The Traitor’s Son
Richard Plantagenet, later to be crowned as Richard III, grows up in Baynard’s Castle in London. After his father’s attempt to seize the throne from Henry VI fails, Richard and his brother George must flee from Henry VI’s queen, Marguerite, and are sent to safety in the Low Countries. He is driven by a desire to disprove the Red Queen’s slander that his father was a traitor.
When his brother Edward is crowned as Edward IV, everything changes—titles, palaces, ceremonies, servants, gifts. Yet new jealousies fester among the brothers York. Everyone is up in arms over Edward’s secret marriage to the Lancastrian widow Elizabeth Wydeville, yet Richard feels a surprising empathy. Edward’s court is ‘blighted by the stink of treason’.
Entrusted to his cousin Richard Neville, earl of Warwick, he forms a bond, but his loyalties are tested. Will he support his royal brother or his cousin, later to be nicknamed the Kingmaker?
This novel contains some beautiful time- and place-appropriate metaphors—his parting with Warwick ‘as final as the raising of a drawbridge’. He remembers his father’s last embrace, ‘a sweep of heavy wool, breathing scents of oily leather’.
Maligned by Shakespeare and by the Tudors, we tend to think of Richard III as a hunchbacked monster.
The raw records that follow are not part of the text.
PR #1035, opened 2015-12-15
Fix warnings when renderXXX is called with explicit namespace

jcheng5:
Calling shiny::renderText(...) instead of renderText(...) would
cause warnings.

```r
> invisible(shiny::renderText("foo"))
Warning message:
In assign(name, func, environment()) :
  only the first element is used as variable name
```

### DIFF
--- a/R/utils.R
+++ b/R/utils.R
@@ -437,10 +437,15 @@ exprToFunction <- function(expr, env=parent.frame(2), quoted=FALSE,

Johnson’s Richard is honest, filial and eager to please as a child, struggles to keep his spinal condition secret as a youth, and is utterly loyal to his brother king. Indeed, Johnson was one of the leading lights in the movement to rehabilitate Richard, which culminated in finding his skeleton underneath a Leicester car park in 2012.
For all our familiarity with this history, Johnson puts personalities and emotions into the picture. The characters are sympathetic, especially Richard, and the mediaeval lifestyle is well painted.